Not an all-grain brewer myself but I would add some flaked corn in there. Always smell this when I walk past the brewery. Also I'd ditch the yeast and culture some from a 6 pack of dark or white ale (same yeast in both) or buy WLP-022 Essex ale yeast. If your bottling, prime the bottle with honey (buy local). I have no idea what the hops are but a random stab, ditch the PoR and use a NZ bittering hop.

Hope that helps

Cheers


----------



## super_simian (18/3/11)

Well, I haven't brewed a clone, but I have visited the brewery and a) the yeast is "English", not Chico and b ) they use rolled oats in the mash.


----------



## jakub76 (18/3/11)

Here's my latest wit recipe version. It's not a white rabbit clone but I did borrow their idea of priming with honey though it doesn't really stand out. 

Jeu d'esprit II - Spiced Belgian Wit
24 litres 
3.25 kg	Wheat Malt
2kg Pilsner Malt
500g Rolled Oats (Supermarket Quick Oats) not cooked

30g Hallertau (Pellets, 3.9% AA)	60mins

15g	Corriander Seeds (10g seeds I crushed, 5g ground)	5min
Zest of 2 large navel oranges 5min
1	Star Anise 5min
14g	Chamomile Tea (9 tea bags) 5min

WLP400	Belgian Wit

12 IBU based on 69% efficiency (15 IBU Rager)

My last version had the zest of 6 oranges and it was way too prominent so this time it's just 2 oranges. I have used US-05 in the past to ferment a raspberry wheat beer - I bottled a six pack without fruit just to see how it tasted and the US-05 had stripped out all of the flavour...it was very watery and unexciting beer, which of course was good for the raspberries to shine through. I would look at using a different yeast.


----------



## Malted (18/3/11)

Pride of Ringwood & US05 - sounds more like an aussie ale with lots of wheat. 

I have not had a White Rabbit White Ale nor I have I used PoR, but would have thought a noble hop would suit a wheat better? and a Wheat yeast to drive more banana flavours. 
I did a 50:50 ale:wheat & a noble hop (can't remember which), single infusion at 67oC and a Bavarian wheat yeast at 20oC and it was terrific. No honey but heaps of banana. I later did a wheat that was a bit fancier with more ingredients and a double infusion and it was terrible. 
Maybe if it was a wheat ale you're going for with a fruit character (maybe would give a honey sense) - maybe use Coopers yeast?


----------



## eamonnfoley (18/3/11)

Malted said:


> Pride of Ringwood & US05 - sounds more like an aussie ale with lots of wheat.

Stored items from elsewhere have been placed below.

PR #10, opened 2018-07-17
Fixes #9: Default value for injected collection

### LINKED ISSUE #9: Support default values for injected collections
If the application defines an injected collection with a default value and the property is not configured in any config source:

```
@Inject
@ConfigProperty(name = "myPets", defaultValue = "horse,monkey")
private String[] myArrayPets;
 
@Inject
@ConfigProperty(name = "myPets", defaultValue = "cat,lama")
private List<String> myListPets;
 
@Inject
@ConfigProperty(name = "myPets", defaultValue = "dog,mouse")
private Set<String> mySetPets;
```

Then, the default value must be used to fill the collections:

```

myArrayPets : [horse,monkey]
myListPets  : [cat,lama]
mySetPets   : [dog,mouse]
```

In the current codebase, `defaultValue` is taken into account only for array but not for `List` and `Set`.

Originally reported by https://issues.jboss.org/browse/WFWIP-55

jmesnil:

Because thats what it tastes like! :lol: Not much going on in this beer IMO


----------



## egolds77 (18/3/11)

Cheers MNB,

I think I read somewhere from a google search that the hops where POR, not something I'd choose myself either. 

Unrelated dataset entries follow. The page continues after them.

PR #29, opened 2018-09-06
sm - add string interpolation

kg6zvp:
I believe there are many use cases for the ability to interpolate strings in configuration files and other places.

This pull request adds the ability to transform this:

`<property name="javax..action" value="${jpa.database.action}"/>`

into this:

`<property name="javax..action" value="none"/>`

### Justification

This belongs in smallrye-config because, even though it isn't directly useful as a part of microprofile-config, it will be useful in other projects utilizing smallrye-config and provides a common place for the code to reside.

If this seems like the wrong place for it, I would be happy to integrate this small change into Thorntail directly.

### DIFF
--- a/implementation/src/main/java/io/smallrye/config/StringInterpolator.java
+++ b/implementation/src/main/java/io/smallrye/config/StringInterpolator.java
@@ -1,0 +1,30 @@
+package io.smallrye.config;
+
+import java.util.HashMap;
+import java.util.Map;
+import java.util.regex.Matcher;
+import java.util.regex.Pattern;
+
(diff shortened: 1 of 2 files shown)


kenfinnigan:
Would this require changes to Thorntail, or anything else using SmallRye Config, to then perform the interpolation?

kg6zvp:
Yes, but the changes are minimal. All that's necessary is to call the interpolator in order to look for and inject variables.

```java
String strFromFile = load(...);
strFromFile = StringInterpolator.interpolate(strFromFile);
```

Always dubious about culturing a starter from a bottle unless it says that it has been unpasturised and bottle conditioned. Could just end up culturing a starter of Larger yeast for all I know. 

I may just make a Hefeweisse or Wit for my sister instead


----------



## ashley_leask (21/3/11)

I bought a sixpack of this a few weeks ago. It's not a wit, there was none of the colour or the mouthfeel that comes from the raw wheat and none of the spicing either. I'm only guessing and it might not be a good guess but it seemed like a regular style pale ale with about 30-40% wheat added. Tasted like a pretty clean yeast as well, no esters or anything that I noticed. Thought it was OK, but I'd rather try something new than buy it again.


----------



## Doctormcbrewdle (22/4/18)

Having just been to the Fremantle brewery, I can confirm both in tasting and word from staff that yeast is a Belgian, 'more than' 50% wheat, BB ale malt, 'noble' hops. None confirmed but Hallertau mentioned. I got more Saaz upon tasting. To 18ibu


----------



## shacked (23/4/18)

I would be considering using WY3944 OR WLP400

I use raw wheat in my witbiers but if you aren't prepared to do a cereal or turbid mash, go for flaked wheat and flaked/rolled oats.


----------



## hoppy2B (7/5/18)

I've recultured yeast from a couple of stubbies of White Rabbit White Ale and the beer I made tasted like a wit. My advice would be to reculture the yeast from a bottle if you want to make a clone.


----------



## peekaboo_jones (8/5/18)

I've recently made a delicious Belgian Wit that I thought was reasonably close to White Rabbit, although next time I'd use bitter orange peel and a bit more coriander.
The recipe was from Jennifer Talley's new book " Session Beers" and the recipe was for an Allagash White Ale.
I'll be making this again very soon.


----------